As the long, dark night settled around us, and our husbands had gone away to quietly pick up the pieces behind the scenes, in the way that they do, my sister and I sat on the floor working on a puzzle.  The children crept closer and closer to us until they were helping us build the border.  "We're sorry about our brother," the girl told us.  "There's something wrong with his brain.  He's pretty normal, but he has a lot of energy.  He runs around a lot.  He used to get in a lot of trouble in school, but now he takes medicine for it."  In their rush to get to the hospital, their grandmother forgot his medicine, and now there is no one to go get it.  We reassured her that we understood.  My sister and I, both teachers of children with learning differences, blessed with AD/HD ourselves, also struggle to parent boys with AD/HD.  It can be very hard, we commiserated.  

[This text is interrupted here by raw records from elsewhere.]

PR #240, opened 2023-11-16
[AIC-PY][3/n] llama extension+cookbook: remember

jonathanlastmileai:
[AIC-PY][3/n] llama extension+cookbook: remember

---
Stack created with [Sapling](https://sapling-scm.com). Best reviewed with [ReviewStack](https://reviewstack.dev/lastmile-ai/aiconfig/pull/240).
* #224
* __->__ #240

### DIFF
--- a/extensions/llama/python/llama.py
+++ b/extensions/llama/python/llama.py
@@ -14,6 +14,7 @@ class LlamaModelParser(ParameterizedModelParser):
     def __init__(self, model_path: str) -> None:
         super().__init__()
         self.model_path = model_path
+        self.qa = []
 
     async def serialize(
         self,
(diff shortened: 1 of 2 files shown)


extensions/llama/python/llama.py
```diff
@@ -24,35 +25,57 @@ async def serialize(
...
+        return {"model_input": model_input}
 
     def id(self) -> str:
         return "LLaMA"
 
+    def history(self) -> str:
+        def _fmt(q, a):
+            return f"Q: {q}\nA: {a}"
+
+        out = "\n".join(_fmt(q, a) for q, a in self.qa)
```
rholinshead, line 55: Conversation history should be derived from previous prompts of the same model

jonathanlastmileai: Not sure what you mean exactly

rholinshead (changes requested):
For chat history, we should:
- in deserialize, grab input and response from previous prompts of the same model to construct the history from, instead of maintaining history in model parser state
- in serialize, need to support adding prev prompts if given a list of messages for the conversation history

extensions/llama/python/llama.py
rholinshead: The aiconfig runtime will contain a prompt for each message in the history already; we should use that instead of maintaining it in state in the model parser. See the ts implementation for example, or the openai model parser

jonathanlastmileai: It seems outputs is empty, so I only have the history of questions available. cc @LastMileNewGrad

rholinshead: Lol, added a comment on the streaming PR about that -- for now model parsers need to set prompt.outputs within `run_inference` implementation

jonathanlastmileai: uhh so what's the advantage really? :D It's trivial to just do it like this

rholinshead: The advantage is you can take in a config constructed from a conversation, add a new prompt and run that single new prompt -- and it continues the conversation. This current implementation wouldn't do that since it would require manually running all prompts (even though the history is in the config to use)

rholinshead:
I think this got accidentally merged with the cli-mate cookbook, but please fix forward per comments @jonathanlastmileai

jonathanlastmileai:
> I think this got accidentally merged with the cli-mate cookbook, but please fix forward per comments @jonathanlastmileai

ah strange. re: saving history?

rholinshead:
> > I think this got accidentally merged with the cli-mate cookbook, but please fix forward per comments @jonathanlastmileai
> 
> ah strange. re: saving history?

Yes. I think this implementation should leverage the existing previous prompts of the same model for the chat history. It also still needs the prompt.outputs set in `run_inference`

Their life unfolded before us as we continued the slow and tedious process of putting the pieces back together.  Their mother, like ours, had been sick, and although they had thought she was getting better, she really wasn't.  Their grandmother was taking care of them, but it was a lot for her to handle, especially with the youngest one being so difficult, and with her trying to take care of them too.  They had an older brother too, and they were waiting for him to come on the bus from New Orleans (Baltimore?  Washington?) to take care of them, but they were all mostly worried he wouldn't get there in time, you know..And while the words to describe their mother's dying still hung in the air (no one can say the D word in a place so comfortably dedicated to waiting for it), she told us that they all have different fathers.  They would probably not be able to stay together...you know, After...her older brother, the 17 year old, had no idea what he would do after he graduated.  He was smart, you know, and could probably go to college, but there was no money and no one to help him.  The oldest brother couldn't take them, and their grandmother was just too old.  They just didn't know.


Eventually that night we all drifted apart, as the older brother became bored and faded into the glow of the television.  The little one crashed in a heap somewhere in that way that little boys with AD/HD go from zero to sixty and then back again.  And somewhere, a 14 year old girl rehearsed what would become her new role of trying to pin together the fabric of her family.  My sister and I shook our heads in wonder that fate might have brought us here, in this exact place and time, to be here for these lost children.  We all sat in the blue light of the dark room, waiting for the After.